In his honour, she has been completing her goal of running a marathon on all seven continents. Not only that, but to be the youngest person to ever achieve this. Although she is not running ultras, there have been people frown upon the marathon distance for someone so young. For me, her age is not important – it is the fact that she is doing it for a reason that is important for her.

I think ultras are not the greatest idea for kids if health is the primary focus. But when you remove that from the equation, you are offering them the option to set world records as the youngest to ever accomplish something, to get outside for hours on end, to travel and to prove to themselves that they can. In a world that is full of children who watch hours of tv, I don’t see why they would try and stop a child who would want to do hours of running. The reality is, kids love to run. And I don’t think it is in our place to stop them.


  1. says

    I couldn’t agree more. I think if kids want to run ultras then they should be allowed to. There are plenty of things kids (and adults) do that are not good for our health but achieve other goals. For example, a family might plan a night where they eat out at a restaurant once a week. This may not be exactly healthy (depending on the restaurant and what is ordered), but it can be a good bonding experience and can relieve some stress off of parents who work 40+ hours a week and just want to sit back and relax with their family for a night.
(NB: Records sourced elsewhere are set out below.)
PR #14, opened 2015-09-23
Adds Temperature::toStrC and Temperature::toStrF for a standardized way to get the C-string representation of the Temperature (used, for example, in our display functions).

### LINKED ISSUE #12: Add Temperature::toStr()
Add a method to the Temperature class that will return a String (or char*) formatted appropriately for displaying on the Screen. If you're feeling fancy, make a second method that takes a parameter for the number of spaces after the decimal.

Once you've done that, refactor the various display methods so that they use the new toStr() method.

This would eliminate duplication of this sort of effort in all the class methods that display Temperature results on the Screen.

kyleoliveira:
Resolves #12 .


kyleoliveira:
@azyth Check this out and let me know if there's anything off with it.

    I think it’s just important that a healthy approach is taken to running the ultra. People of all ages should take rest days, follow a safe training schedule, understand nutrition strategy and so on. If a child is old enough to understand and do those things (with adult supervision) then I don’t really see too much of a problem.

    • says

      So true, Kristina. Your point about the food was key, I think that if being too worried hampers the enjoyment of life, you are actually better off doing the “unhealthy” thing, such as eating out or running an ultra at a young age to capture that joie de vivre!